Problem details: Count the lines that contain the string "hello" in the records beneath, and respond with the number only.

Stored data
----

PR #110, opened 2020-07-20
remove `exit(1)`, instead return error on failure

### LINKED ISSUE #109: refactor GooseAttack to return a Result
Currently GooseAttack doesn't return anything. This issue is to refactor the code to return useful errors, and to make collected statistics available for better integration into other applications (and tests).

jeremyandrews:
- Return a `Result` from all `GooseAttack` methods that can fail.
- Remove all unnecessary `exit(1)` calls from code, to simplify integrating Goose with other applications.
  - This included adding several new `GooseTaskError` types
- Update documentation briefly explaining the use of `Result<>`, `?` and `Ok(())`.

Note: This PR required a considerable number of document tests be rewritten for tests to pass. In order to simplify this process and avoid accidental errors I standardized coding style in all affected comments. Comments for functions that were not affected by this PR will be standardized in a follow up PR.

Fixes #109

### DIFF
--- a/CHANGELOG.md
+++ b/CHANGELOG.md
@@ -5,10 +5,11 @@
  - properly support setting host when registering task set 
  - rename `response` wrapper to `goose`, so we end up with `goose.request` and `goose.response`
  - add `--throttle-requests` to optionally limit the maximum requests per second (api change)
+ - introduce `GooseError` and `GooseTaskError`
  - change task function signature, tasks must return a `GooseTaskResult`
- - introduce `GooseTaskError`
- - change `GooseAttack.execute()` to return `Result<GooseAttack, GooseError>`
- - introduce `GooseAttack.display_stats()` which consumes the execute Result and displays statistics
+ - change `GooseAttack` method signatures where an error is possible
+ - where possible, passs error up the stack instead of calling `exit(1)`
+ - introduce `GooseAttack.display()` which consumes the load test state and displays statistics
 
 ## 0.8.2 July 2, 2020
  - `client.log_debug()` will write debug logs to file when specified with `--debug-log-file=`
--- a/CHANGELOG.md
+++ b/CHANGELOG.md
@@ -7,6 +7,8 @@
  - add `--throttle-requests` to optionally limit the maximum requests per second (api change)
  - change task function signature, tasks must return a `GooseTaskResult`
  - introduce `GooseTaskError`
+ - change `GooseAttack.execute()` to return `Result<GooseAttack, GooseError>`
+ - introduce `GooseAttack.display_stats()` which consumes the execute Result and displays statistics
 
 ## 0.8.2 July 2, 2020
  - `client.log_debug()` will write debug logs to file when specified with `--debug-log-file=`
--- a/README.md
+++ b/README.md
@@ -102,8 +102,8 @@ will return a `GooseError` on failure. This is helpful as several of `GooseAttac
 methods can fail, returning an error. In our example, `initialize()` and `execute()`
 each may fail. The `?` that follows the method's name tells our program to exit and
 return an error on failure, otherwise continue on. The `display()` method consumes
-the everything returned by `GooseAttack` and prints a summary if statistics are
-enabled. The final line, `Ok(())` returns the empty result expected on success.
+everything returned by `GooseAttack` and prints a summary if statistics are enabled.
+The final line, `Ok(())` returns the empty result expected on success.
 
 And that's it, you've created your first load test! Let's run it and see what
 happens.
--- a/README.md
+++ b/README.md
@@ -80,19 +80,30 @@ async fn loadtest_index(user: &GooseUser) -> GooseTaskResult {
 }
 ```
 
-Finally, edit the `main()` function, setting a return type so we can use `?` to unwrap
-results, and replacing the hello world text as follows:
+Finally, edit the `main()` function, setting a return type and replacing the hello
+world text as follows:
 
 ```rust
 fn main() -> Result<(), GooseError> {
-    GooseAttack::initialize()
+    GooseAttack::initialize()?
         .register_taskset(taskset!("LoadtestTasks")
             .register_task(task!(loadtest_index))
         )
         .execute()?
-        .display_stats();
+        .display();
+    
+    Ok(())
 }
 ```
+
+If you're new to Rust, `main()`'s return type of `Result<(), GooseError>` may look
+strange. It essentially says that `main` will return nothing (`()`) on success, and
+will return a `GooseError` on failure. This is helpful as several of `GooseAttack`'s
+methods can fail, returning an error. In our example, `initialize()` and `execute()`
+each may fail. The `?` that follows the method's name tells our program to exit and
+return an error on failure, otherwise continue on. The `display()` method consumes
+the everything returned by `GooseAttack` and prints a summary if statistics are
+enabled. The final line, `Ok(())` returns the empty result expected on success.
 
 And that's it, you've created your first load test! Let's run it and see what
 happens.
--- a/README.md
+++ b/README.md
@@ -89,7 +89,8 @@ fn main() {
         .register_taskset(taskset!("LoadtestTasks")
             .register_task(task!(loadtest_index))
         )
-        .execute();
+        .execute()?
+        .display_stats();
 }
 ```
 
--- a/README.md
+++ b/README.md
@@ -80,11 +80,11 @@ async fn loadtest_index(user: &GooseUser) -> GooseTaskResult {
 }
 ```
 
-Finally, edit the `main()` function, removing the hello world text and replacing
-it as follows:
+Finally, edit the `main()` function, setting a return type so we can use `?` to unwrap
+results, and replacing the hello world text as follows:
 
 ```rust
-fn main() {
+fn main() -> Result<(), GooseError> {
     GooseAttack::initialize()
         .register_taskset(taskset!("LoadtestTasks")
             .register_task(task!(loadtest_index))
--- a/examples/simple.rs
+++ b/examples/simple.rs
@@ -19,7 +19,7 @@
 
 use goose::prelude::*;
 
-fn main() {
+fn main() -> Result<(), GooseError> {
     GooseAttack::initialize()
         // In this example, we only create a single taskset, named "WebsiteUser".
         .register_taskset(
@@ -32,7 +32,10 @@ fn main() {
                 .register_task(task!(website_index))
                 .register_task(task!(website_about)),
         )
-        .execute();
+        .execute()?
+        .display_stats();
+
+    Ok(())
 }
 
 /// Demonstrates how to log in when a user starts. We flag this task as an
--- a/examples/simple.rs
+++ b/examples/simple.rs
@@ -20,7 +20,7 @@
 use goose::prelude::*;
 
 fn main() -> Result<(), GooseError> {
-    GooseAttack::initialize()
+    GooseAttack::initialize()?
         // In this example, we only create a single taskset, named "WebsiteUser".
         .register_taskset(
             taskset!("WebsiteUser")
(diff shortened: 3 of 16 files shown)


CHANGELOG.md
```diff
@@ -5,6 +5,10 @@
  - properly support setting host when registering task set 
  - rename `response` wrapper to `goose`, so we end up with `goose.request` and `goose.response`
  - add `--throttle-requests` to optionally limit the maximum requests per second (api change)
+ - change task function signature, tasks must return a GooseTaskResult
+ - introduce `GooseTaskError`
```
LionsAd, line 9: Ah - this belongs to the previous PR?

I would probably make a quick commit / PR outside of this one as it's confusing ;)

examples/simple.rs
```diff
@@ -32,7 +32,10 @@ fn main() {
                 .register_task(task!(website_index))
                 .register_task(task!(website_about)),
         )
-        .execute();
+        .execute()?
+        .display_stats();
```
LionsAd, line 36: Is there also a way to return the stats and not just display them?

jeremyandrews: Currently you can either return the stats, or display the stats. It would be trivial to add a wrapper to make a third option of returning and displaying the stats both, I just don't have a use case. 

For now I chose to simply consume the stats (and errors) when displaying them, as otherwise you end up needing to do something like this:
```
let _ = GooseAttack::...
```
I may rename `display_stats()` to just `display()` as this may also be where we display errors in the normal CLI use-case. I will explore what's required for that shortly.

CHANGELOG.md
jeremyandrews: Ok, there's also a tiny README change that was also missed in the previous PR, I'll merge both outside of this new PR

examples/simple.rs
LionsAd: Just .display() feels nice — it would be cool if that optionally could take the stats so that you can do:

let goose_atk = ...;
let stats = goose_atk.get_stats();
goose_atk.display(Some(stats));

Or so ...

jeremyandrews: Errors are all handled through the logger already, so it turns out the only thing we have to display are stats. But sure, `.display()` still works.

I'm not sure what you're trying to accomplish with your example? Currently you could do that, but you'd have to pass in `goose_atk` in your example:

```rust
let goose_atk = ...
// do other stuff
display_stats(goose_atk);
```

LionsAd: What I mean is:

I thought it might be possible to return the stats, modify them (custom cleanup) and then display them.

LionsAd: I dislike APIs that encapsulate data needlessly - I like that it's easy to display stats though.

jeremyandrews: The issue here is that this is all internal state, and the stats are not likely to be of use without some of this internal state (ie, information like when the test started, how long it ran...)

I suggest we create an issue and tackle exposing the stats in a more useful way through an API (and that may be the same as your example: `let stats = get_stats(internal_goose_state)`). That said, if we remove everything but the stats themselves, we'd need a different `.display()` function that prints stats with less information at its disposal.

README.md
```diff
@@ -80,19 +80,31 @@ async fn loadtest_index(user: &GooseUser) -> GooseTaskResult {
...
 }
 ```
 
+If you're new to Rust, `main()`'s return type of `Result<(), GooseError>` may look
+strange. It essentially says that `main` will return nothing (`()`) on success, and
+will return a `GooseError` on failure. This is helpful as several of `GooseAttack`'s
+methods can fail, returning an error. In our example, `initialize()` and `execute()`
+each may fail. The `?` that follows the method's name tells our program to exit and
+return an error on failure, otherwise continue on. The `display()` method consumes
+the everything returned by `GooseAttack` and prints a summary if statistics are
```
LionsAd, line 105: nit - 'the' is too much here

src/goose.rs
```diff
@@ -427,19 +478,23 @@ impl GooseTaskSet {
...
+    ///     Ok(())
+    /// }
     /// ```
-    pub fn set_weight(mut self, weight: usize) -> Self {
+    pub fn set_weight(mut self, weight: usize) -> Result<Self, GooseError> {
         trace!("{} set_weight: {}", self.name, weight);
         if weight < 1 {
             error!("{} weight of {} not allowed", self.name, weight);
-            std::process::exit(1);
+            return Err(GooseError::InvalidWeight);
```
LionsAd, line 493: First I was like: Why would set_weight fail, but now it makes sense :)

src/goose.rs
```diff
@@ -1695,29 +1753,26 @@ impl GooseUser {
...
-    pub async fn set_client_builder(&self, builder: ClientBuilder) {
-        match builder.build() {
-            Ok(c) => *self.client.lock().await = c,
-            Err(e) => {
-                error!("failed to build web client: {}", e);
-                std::process::exit(1);
-            }
-        };
+    pub async fn set_client_builder(&self, builder: ClientBuilder) -> Result<(), GooseTaskError> {
+        *self.client.lock().await = builder.build()?;
```
LionsAd, line 1773: Out of interest: Is *self == self.unwrap()?

src/goose.rs
```diff
@@ -1748,35 +1803,39 @@ impl GooseUser {
...
-    ///         .set_wait_time(0, 3)
-    ///         .register_task(task!(task_foo).set_weight(10))
-    ///         .register_task(task!(task_bar))
-    ///     )
-    ///     .execute();
+    /// fn main() -> Result<(), GooseError> {
+    ///     GooseAttack::initialize()?
+    ///         .register_taskset(taskset!("LoadtestTasks").set_host("http//foo.example.com/")
+    ///             .set_wait_time(0, 3)?
+    ///             .register_task(task!(task_foo).set_weight(10)?)
```
LionsAd, line 1810: The question mark operator really looks nice here in all this encapsualation :)

src/lib.rs
```diff
@@ -357,6 +365,53 @@ pub fn get_worker_id() -> usize {
...
+        match *self {
+            GooseError::Io(ref err) => err.fmt(f),
+            GooseError::Reqwest(ref err) => err.fmt(f),
+            GooseError::FeatureNotEnabled => write!(f, "Compile time feature not enabled."),
+            GooseError::InvalidHost => write!(f, "Unable to parse host."),
+            GooseError::InvalidOption => write!(f, "Invalid option specified."),
+            GooseError::InvalidWaitTime => write!(f, "Invalid wait time specified."),
+            GooseError::InvalidWeight => write!(f, "Invalid weight specified."),
+            GooseError::NoTaskSets => write!(f, "No task sets defined."),
+        }
```
LionsAd, line 395: This looks really nice now :)

src/goose.rs
jeremyandrews: We pass in a reference (&self). The `*` dereferences this memory pointer it so we can grab the actual lock and set the builder contained.

src/lib.rs
```diff
@@ -571,14 +630,14 @@ impl GooseAttack {
...
-                        std::process::exit(1);
+                        return Err(GooseError::InvalidOption);
                     } else {
                         0
                     }
                 } else {
                     if self.configuration.worker {
                         error!("The --users option is only available to the manager.");
-                        std::process::exit(1);
+                        return Err(GooseError::InvalidOption);
```
LionsAd, line 640: Would it make sense to include the string in the GooseError::InvalidOption in case someone does not want to display it via error!()? [can be follow-up as it's unrelated]

jeremyandrews: I have not explored how to put more data into the Error, and decided to explore this as a followup as the PR is already so large. But I agree, it would be nice to include more information, and to not force an `error!()` on them.

src/lib.rs
```diff
@@ -1285,16 +1402,12 @@ impl GooseAttack {
...
-                        self.configuration.stats_log_file, e
-                    );
-                    std::process::exit(1);
-                }
-            }
+            info!(
+                "opening file to log statistics: {}",
+                self.configuration.stats_log_file
+            );
+            let file = File::create(&self.configuration.stats_log_file).await?;
```
LionsAd, line 1409: :D - looks great!

src/lib.rs
```diff
@@ -1824,27 +1945,40 @@ fn weight_tasks(
...
 }
+
 #[cfg(test)]
 mod test {
     use super::*;
 
     #[test]
     fn valid_host() {
-        // We can only test valid domains, as we exit on failure.
-        // @TODO: rework so we don't exit on failure
```
LionsAd, line 1843: Nice! :)

src/worker.rs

----

Result of the task: 4